▼

PR #283, opened 2020-04-29
Transformers custom handler example (CoLA Dataset)

MFreidank:
## Description

Adding an example for integration of custom handler as described in my blogpost:
https://medium.com/analytics-vidhya/deploy-huggingface-s-bert-to-production-with-pytorch-serve-27b068026d18

with the run_glue example (I'm restricting to the CoLA dataset in this example) given by transformers:
https://github.com/huggingface/transformers/blob/master/examples/run_glue.py

This example runs through in <30 minutes on a single Tesla K80 GPU (this can be further tweaked by training for less epochs, if needed).

Fixes #(issue)
Addresses issues #267 and #249

## Type of change

Please delete options that are not relevant.

- [ ] Bug fix (non-breaking change which fixes an issue)
- [x] New feature (non-breaking change which adds functionality)
- [ ] Breaking change (fix or feature that would cause existing functionality to not work as expected)
- [ ] This change requires a documentation update

## Feature/Issue validation/testing

Please describe the tests [UT/IT] that you ran to verify your changes and relevent result summary. Provide instructions so it can be reproduced. 
Please also list any relevant details for your test configuration.

- [ ] Test A
- [ ] Test B

- UT/IT execution results

- Logs

## Checklist:

- [ ] Have you added tests that prove your fix is effective or that this feature works?
- [x] New and existing unit tests pass locally with these changes?
- [x] Has code been commented, particularly in hard-to-understand areas?
- [ ] Have you made corresponding changes to the documentation?

PR #302, opened 2020-05-04
Huggingface Transformers generalization

HamidShojanazeri:
## Description
Generalizing the Huggingface transformers handler, to handle different models such as BERT, RoBERTa, XLM, etc. for use cases defined in the AutoModel class such as AutoModelForSequenceClassification, AutoModelForQuestionAnswering, AutoModelForTokenClassification, and AutoModelWithLMHead will be added later. 
Fixes #(issue)
Adding a generalized handler for  Huggingface transformers, issue_267.

## Type of change

Following the procedure in the REAMDE, can reproduce the results. 

## Checklist:


examples/Huggingface_Transformers/Download_Transformer_models.py
```diff
@@ -0,0 +1,103 @@
...
+        model = AutoModelForSequenceClassification.from_pretrained(pretrained_model_name, config=config)
+        tokenizer = AutoTokenizer.from_pretrained(pretrained_model_name,do_lower_case=do_lower_case)
+    elif mode== "question_answering":
+        model = AutoModelForQuestionAnswering.from_pretrained(pretrained_model_name)
+        tokenizer = AutoTokenizer.from_pretrained(pretrained_model_name,do_lower_case=do_lower_case)
+    elif mode== "token_classification":
+        config = AutoConfig.from_pretrained(pretrained_model_name,num_labels=num_labels)
+        model = AutoModelForTokenClassification.from_pretrained(pretrained_model_name)
+        tokenizer = AutoTokenizer.from_pretrained(pretrained_model_name,do_lower_case=do_lower_case)
+
```
zhangguanheng66, line 27: Should we add a else warning here if the mode is not supported?

examples/Huggingface_Transformers/Transformers_handler.py
```diff
@@ -0,0 +1,112 @@
...
+class TransformersSeqClassifierHandler(BaseHandler, ABC):
+    """
+    Transformers text classifier handler class. This handler takes a text (string) and
+    as input and returns the classification text based on the serialized transformers checkpoint.
+    """
+    def __init__(self):
+        super(TransformersSeqClassifierHandler, self).__init__()
+        self.initialized = False
+
+    def initialize(self, ctx):
```
zhangguanheng66, line 23: why not combine `self.initialize` func and constructor together? Do you expect user to initialize the class multiple times?

examples/Huggingface_Transformers/Download_Transformer_models.py
HamidShojanazeri: Thanks for your suggestion, the warning is added now.

examples/Huggingface_Transformers/Transformers_handler.py
HamidShojanazeri: Constructor and self.initialize func are combined.

zhangguanheng66: How about this one?

HamidShojanazeri: Sure, modified as well. Thanks.

chauhang: @zhangguanheng66 The `initialize` method has a special purpose in TorchServe base model handlers. @mycpuorg Can you please describe the details for why it needs to be separate?

examples/Huggingface_Transformers/Transformer_handler_generalized.py
```diff
@@ -0,0 +1,148 @@
...
+
+
+class TransformersSeqClassifierHandler(BaseHandler, ABC):
+    """
+    Transformers handler class for sequence, token classification and question answering.
+    """
+    def __init__(self,ctx):
+        super(TransformersSeqClassifierHandler, self).__init__()
+        self.manifest = ctx.manifest
+        properties = ctx.system_properties
```
mycpuorg, line 21: We could be doing all these inside the initialize method instead of the constructor. `initialize` is called with service context which can be very helpful.

examples/Huggingface_Transformers/Transformers_handler.py
```diff
@@ -0,0 +1,106 @@
...
+logger = logging.getLogger(__name__)
+
+
+class TransformersSeqClassifierHandler(BaseHandler, ABC):
+    """
+    Transformers text classifier handler class. This handler takes a text (string) and
+    as input and returns the classification text based on the serialized transformers checkpoint.
+    """
+    def __init__(self, ctx):
+        super(TransformersSeqClassifierHandler, self).__init__()
```
mycpuorg, line 20: Same comment as before.
In general, both initialize and instantiation happen around the same time during model load stage. But the initialize function is called with service context  which gives the handler information provided about the model during registration such as:

- model_name
- model_dir
- manifest
- batch_size
- gpu
- ts.version

So the handlers can make better decisions during initialize than in constructor.

chauhang:
Thanks @HamidShojanazeri. Please work with @MFreidank to integrate PR https://github.com/pytorch/serve/pull/283 so that the combined sol handles the general scenario for BERT better

HamidShojanazeri:
Thanks @chauhang , @zhangguanheng66 and @mycpuorg for helping with this PR.  Sure, thanks  @MFreidank for your great post and I am happy to work together to integrate PR #283.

▲

Please return all lines in the material above that include the word "documentation".

- [ ] This change requires a documentation update
- [ ] Have you made corresponding changes to the documentation?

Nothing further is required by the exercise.